The stack behind FOMO Sun

technical

Every time someone opens FOMO Sun, a surprising number of services get involved. Here's the full picture.

Frontend + hosting

  • Next.js 14 (App Router) with TypeScript and Tailwind.
  • Vercel for hosting, edge CDN, analytics, and speed insights. Every push to main auto-deploys production. Every PR gets a preview URL.

Weather data

  • Open-Meteo for primary forecasts — hourly sunshine, clouds, temperature.
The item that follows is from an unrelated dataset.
PR #282, opened 2024-05-28
263 gs location filter if value becomes empty then also fire event

### LINKED ISSUE #263: `gs-location-filter`: If value becomes empty, then also fire event
When the user deletes all input from the field, fire an event with all fields `undefined`.

JonasKellerer:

Free, reliable, no key.
  • MeteoSwiss open data for Swiss destinations, following the "use the national model when in the national domain" principle.
  • A custom scoring layer that blends sun score, travel time, and net sun gain into the FOMOscore™.

Travel + transit

  • opentransportdata.swiss (OJP) for Swiss train timetables.
  • Pre-computed train-time datasets so we can rank 300+ destinations without hitting the live API on every request.
  • Car estimates via distance-and-average-speed heuristics until a real routing API is worth the cost.

Geography + maps

  • swisstopo tiles for the Sun Map basemap.
  • Leaflet for interactive markers and overlays.
  • A custom sun-hours interpolation layer that renders as a soft gradient over Switzerland.

Content

  • Notion as a headless CMS for the blog and the About page. Drafts live in Notion, publish status toggles them live.
  • All 323 destination stamps are AI-generated vintage travel posters via Gemini 2.5 Flash Image, then manually curated.

Analytics

  • Vercel Analytics and Vercel Speed Insights, both cookieless.
  • Umami as an optional self-hosted layer when we want custom events.

Dev partners

  • Claude (Opus 4.6) for pair programming, code reviews, release polish, and rewriting copy that sounded like dev jargon.
  • Codex (GPT-5) for short-horizon debugging spikes.

What this actually means

One developer, weekends and evenings, can ship an app that talks to national weather services, draws a usable map of Switzerland, and suggests a sunny day trip in under a second. That would have been a team of six a decade ago.

The hard part isn't the stack. The hard part is still taste — choosing what to leave out.